Aufgrund der hohen Naturalerträge werden bei vielen Betrieben 110% der Vertragsmenge erfüllt bzw. überschritten. Die 110% werden zum vollen Vertragspreis bezahlt. Darüber hinaus anfallende Mengen (Überrüben) werden mit 7,50 Euro/t bei 16% ZG vergütet, zuzüglich Nebenleistungen abzüglich Transportkostenbeteiligung. Je nach Entfernung und Zuckergehalt können sich Überrübenpreise von ca. 10 Euro/t inkl. durchschnittlichen Nebenleistungen ergeben. Somit ergibt sich für diese Überrüben ein deutlich negatives Betriebseinkommen. Ein Rübentausch ist dieses Jahr nicht möglich.

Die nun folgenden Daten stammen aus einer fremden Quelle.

PR #130, opened 2024-06-12
Update sdk to 1.0.0

Lbqds:


node/pkg/alephium/watcher.go
```diff
@@ -478,17 +482,29 @@ func isEventConfirmed(
...
 	return true
 }
+
+func getConfirmationDuration(
+	isMainnet bool,
+	isTransferTokenVAA bool,
+	eventConsistencyLevel uint8,
+) int64 {
+	if isMainnet && isTransferTokenVAA {
+		return int64(maxUint8(eventConsistencyLevel, MinimalConsistencyLevel)) * BlockTimeMs
```
Lbqds, line 507: Since the current `minimalConsistencyLevel` in the contract is 105, and after the Rhone upgrade, the maximum reorg size is 200, we need to wait for at least 205 * 16s. Do you think we need to update the `minimalConsistencyLevel` in the contract? This would require each guardian to sign the governance VAA.

node/pkg/alephium/watcher.go
```diff
@@ -478,17 +482,29 @@ func isEventConfirmed(
...
+	isMainnet bool,
 ) bool {
 	consistencyLevel := event.msg.consistencyLevel
 	if eventBlockHeader.Height+int32(consistencyLevel) > currentHeight {
 		logger.Debug("not enough block confirmations", zap.String("txId", event.TxId), zap.Uint8("consistencyLevel", consistencyLevel))
 		return false
 	}
 
-	duration := int64(consistencyLevel) * BlockTimeMs
+	duration := getConfirmationDuration(isMainnet, event.msg.IsTransferTokenVAA(), consistencyLevel)
```
h0ngcha0, line 493: Q: Shall we check `isMainnet` here, we probably will set up a testnet bridge again soon (to test new integrations).

Lbqds: If we update the `minimalConsistencyLevel` in the contract to 205, we won't need the `getConfirmationDuration` function anymore. We only need to wait for `consistencyLevel * 16s`, as the contract will ensure that the `consistencyLevel` is not less than 205.

h0ngcha0 (approved):
LGTM :+1: 

Will prepare commands for our Guardians to update required confirmations.

alephium/.project.json
```diff
@@ -203,7 +205,12 @@
       "sourceCodeHash": "81c5941101098365861356351470f40d88b863ddb1546e57218e3756c1f483bc",
       "bytecodeDebugPatch": "",
       "codeHashDebug": "3921ab78ca073b5125b2ff7e4232e72f2c1c62554bbc8f81d39e769e6bcf349c",
-      "warnings": []
+      "warnings": [
```
polarker, line 208: Side note (not for this PR): In web3 SDK, we could remove warnings when saving the file.

polarker (approved):
LGTM

PR #136, opened 2024-07-02
Fix the eth token list url

Lbqds:
The ETH token list URL we use has changed several times recently, and every time the URL changes, using the old URL will cause CORS errors in the browser, and we have to manually update the code to the new URL and redeploy the bridge ui. Do you think it is necessary for us to maintain an ETH token list on Github?


h0ngcha0 (approved):
LGTM :+1:

PR #139, opened 2024-08-21
Fix checking token info

Lbqds:


bridge_ui/src/utils/alephium.ts
```diff
@@ -58,7 +58,7 @@ async function fetchTokenList(): Promise<TokenList> {
   return tokenList
 }
 
-async function getTokenFromTokenList(tokenId: string): Promise<TokenInfo | undefined> {
+async function getTokenFromTokenList(tokenId: string): Promise<TokenInfo & { nameOnChain?: string; symbolOnChain?: string } | undefined> {
```
h0ngcha0, line 61: [Nit] Maybe we should fix the `TokenInfo` type?

h0ngcha0 (approved):
LGTM :+1:

bridge_ui/src/utils/alephium.ts
Lbqds: The `TokenInfo` type is from `token-list` repo: https://github.com/alephium/token-list/blob/a2fed941bd98c91bffea257879a075d7df7ac95c/lib/types.ts#L24, I remember these two fields were in the previous version, but they were removed in the latest version.

h0ngcha0: IIRC these two fields were introduced recently because of the name/symbol conflicts of name services, but we probably didn't update the `TokenInfo` type.

Lbqds: Yeah, these two fields were introduced in v0.0.12: https://github.com/alephium/token-list/blob/v0.0.12/lib/types.ts, but they were removed later.

h0ngcha0: I see, thanks. I am not sure about the reasoning behind removing it, maybe we should introduce it back? 
In any case maybe we should merge this PR so ANS can register token :+1:

Lbqds: This is the PR that removed these two fields: https://github.com/alephium/token-list/pull/59

PR #146, opened 2024-11-04
Fix token decimals from BSC

Lbqds:
The decimals for USDT and USDC on BSC are 18, which is different from ETH.


polarker:
Maybe let's add a test for mainnet metadata?

Lbqds:
> Maybe let's add a test for mainnet metadata?

Sounds great, will add!

polarker (approved):
LGTM

PR #147, opened 2024-11-05
Overlay the original token logo and symbol for bridged tokens

Lbqds:
The source chain is Alephium and the target chain is Ethereum:
Screenshot 2024-11-06 at 20 37 56

The source chain is Alephium and the target chain is BSC
Screenshot 2024-11-06 at 20 38 03


bridge_ui/src/utils/evm.ts
```diff
@@ -55,14 +87,15 @@ export async function getEthereumToken(
 }
 
 export async function ethTokenToParsedTokenAccount(
```
h0ngcha0, line 89: [Nit] `evmTokenToParsedTokenAccount`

Es seitens Nordzucker wieder ein „Überrübenvortrag“ von bis zu 10% der Vertragsrübenmenge angeboten. Den Überrübenvortrag können Sie nach Anmeldung im Agriportal der Nordzucker selbst erfassen. Dort findet sich unter „Aktuelle Aufgaben“ die Schaltfläche „Überrüben-Vortrag“.
Die Vortragsrüben werden mit dem vollen Vertragspreis der Ernte 2025 in dieser Kampagne abzüglich Lagerkosten bezahlt. D.h. es könnte sich bei z.B. 19% ZG und durchschnittlichen Nebenleistungen ein Preis in Höhe von ca. 34,00 Euro/t ergeben. Die Auszahlung erfolgt mit der Schlusszahlung im April 2026. Durch den Rübenvortrag reduziert sich im nächsten Jahr entsprechend die Rübenanbaufläche. Ein Vortrag nach der Ernte 2026 auf 2027 ist nicht vorgesehen. Folglich muss diese Fläche im Herbst 2025 noch mit einer Winterung oder im Frühjahr mit einer anderen Sommerung bestellt werden (GAP Fruchtwechsel beachten).
Durch das zusätzliche Betriebseinkommen der Alternativfrucht zuzüglich des Rübenvortrags mit einem hohen Vertragsrübenpreis in 2025 ergibt sich im Vergleich zur Abrechnung der Überrüben und Rübenanbau in 2026 ein deutlicher finanzieller Vorteil.